Aluminum briefcase - stacked of cash
Air conditioner - white
Autograph cards - musician signatures
system kitchen - white
whirlpool bath - black
Double-door refrigerator - black
Long bathtub - black marble
Video camera - silver
Smoker - black
Shower set - black
Tool shelf - blue, green
Writing desk - dark brown


----------



## BranchingSprout (May 4, 2020)

could i get:
table tennis
black gas range

for:
poolside bed
throwback container

by any chance? if they are still needed/still available for catalog of course :'^)


----------



## Jazminur (May 4, 2020)

Would love to catalog trade. 
Have:
Fire pit
Pink diner counter table
black rattan end table
White rattan end table
Pink diner sofa
Dark brown poolside bed
Black rattan armchair
Black rattan low table
Pink diner counter chair
Cream diner counter chair
White rattan waste basket
Black rattan waste basket
Black rattan towel basket
White rattan towel basket
White rattan table lamp
White mug

want:
Freezer white
Saxophone
Rock guitar
Pink rocket lamp
White fan palm
Black cypress plant
Blue portable record player
Rebel garden gnome
Cream baby bear
Black accessories sand
Brown humidifier
Brown hamster cage
Watermelon beach ball
Pink macrame tapestry


----------



## -Zora- (May 4, 2020)

I have the pink claw foot tub you can catalog and I'd be interested in cataloging your pink desktop computer.
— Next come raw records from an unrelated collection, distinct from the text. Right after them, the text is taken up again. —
PR #10695, opened 2023-11-09
[lag] Fix `test_lag_2` route_check failures

lolyu:
So, two improvements here:
1. Ignore any error messages from `route_check`
2. Config reload the devices after `test_lag_2` finishes.

### Description of PR

Summary:
Fixes # (issue)

### Type of change

- [x] Bug fix

### Back port request
- [ ] 201911
- [ ] 202012
- [x] 202205
- [x] 202305

`test_lag_2` operations always cause `route_check` to fail. And monit
check will become failed in 15 minutes later(3 check cycles), the
testcases after `test_lag_2` will suffer from sanity check failure due
to this.

So, two improvements here:
1. Ignore any error messages from `route_check`
2. Config reload the devices after `test_lag_2` finishes.

#### How did you do it?
As the motivation.

Run `test_lag_2`, verify no `loganalyzer` error, and `monit` status is good.

### DIFF
--- a/tests/pc/test_lag_2.py
+++ b/tests/pc/test_lag_2.py
@@ -13,6 +13,7 @@ from tests.common.helpers.dut_ports import decode_dut_port_name
 from tests.common.helpers.dut_ports import get_duthost_with_name
 from tests.common.config_reload import config_reload
 from tests.common.helpers.constants import DEFAULT_ASIC_ID
+from tests.common.helpers.parallel import parallel_run_threaded
 
 logger = logging.getLogger(__name__)
 
@@ -28,13 +29,17 @@ TEST_DIR = "/tmp/acstests/"
 def ignore_expected_loganalyzer_exceptions(rand_one_dut_hostname, loganalyzer):
     """Ignore expected failures logs during test execution."""
     if loganalyzer:
-        loganalyzer[rand_one_dut_hostname].ignore_regex.extend([".*missed_ROUTE_TABLE_routes.*"])
+        loganalyzer[rand_one_dut_hostname].ignore_regex.extend(
+            [
+                r".* ERR monit\[\d+\]: 'routeCheck' status failed \(255\) -- Failure results:.*",
+            ]
+        )
 
     return
 
 
 @pytest.fixture(scope="module")
-def common_setup_teardown(ptfhost):
+def common_setup_teardown(ptfhost, duthosts):
     logger.info("########### Setup for lag testing ###########")
 
     ptfhost.shell("mkdir -p {}".format(TEST_DIR))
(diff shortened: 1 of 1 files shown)


tests/pc/test_lag_2.py
```diff
@@ -48,6 +53,14 @@ def common_setup_teardown(ptfhost):
     yield ptfhost
 
     ptfhost.file(path=TEST_DIR, state="absent")
+    # NOTE: As test_lag always causes the route_check to fail and route_check
+    # takes more than 3 cycles(15mins) to alert, the testcase in the nightly after
+    # the test_lag will suffer from the monit alert, so let's config reload the
+    # device here to reduce any potential impact.
+    parallel_run_threaded(
+        target_functions=[lambda duthost=_: config_reload(duthost) for _ in duthosts],
```
wangxin, line 61: Config reload takes time to complete. Overall test time may be increased. Is config reload the only way to do teardown? Can we use some monit command to reset the route_check service?

If config reload is the only way to do tear down, please use golden config to do reload. You can refer to PR #10608.

bingwang-ms: How about restarting routecheck after the test?

lolyu: The only problem is, `route_check` monit fails at some point when the testcase after `test_lag_2` runs. And reset/restart doesn't actually restore the devices' routes consistency.

bingwang-ms: So it's not false alert?

lolyu: It's not false alert, the lag member add/remove in `test_lag_2`  causes some route inconsistency. The inconsistency will cause the `route_check` fail after 15 minutes, so the later case will suffer from the monit failure. So we better restore the devices here in `test_lag_2`.

lolyu: > Config reload takes time to complete. Overall test time may be increased. Is config reload the only way to do teardown? Can we use some monit command to reset the route_check service?
> 
> If config reload is the only way to do tear down, please use golden config to do reload. You can refer to PR #10608.

Yes, `config reload` takes time, but the `route_check` failure will cause the later case sanity check failure, which also results in either a `config reload` or `reboot`. As it is sooner or later, we'd better to fix the route inconsistency in `test_lag_2`.

wangxin (approved):

tests/pc/test_lag_2.py
wangxin: 2nd thought. Have you ever tried restart the monit service using command like `sudo systemctl restart monit`?
Not sure if the `routeCheck` service will report failure again after 15 minutes even if `monit` is restarted.

bingwang-ms (approved):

If you still need this item can we trade tomorrow? Its 1am here


----------



## v a p o r w a v e (May 4, 2020)

I have the synthesizer, could I catalog the white grand piano?


----------



## AndresDaniel1 (May 5, 2020)

Bump


----------



## atriosocool (May 5, 2020)

Hello! I have the pink changing room! Could i trade it for your arcade fighting game?


----------



## dkbw (May 5, 2020)

AndresDaniel1 said:


> Hello! I’m looking to catalog (or buy) the following items in the colors they appear on the list:
> WISHLIST
> I have the following items available for cataloging:
> FOR TRADE
> ...


Hello

I can let you catalog

exercise bike
cream and sugar
beach ball white blue stripes
kitty litter box

PS- I have gladiator sandal in brown, throback container in red if you're interested

in exchange i'd love to catalog
simple panel brown
reddish brown rattan arm chair
reddish brown rattan stool
reddish brown rattan bed


----------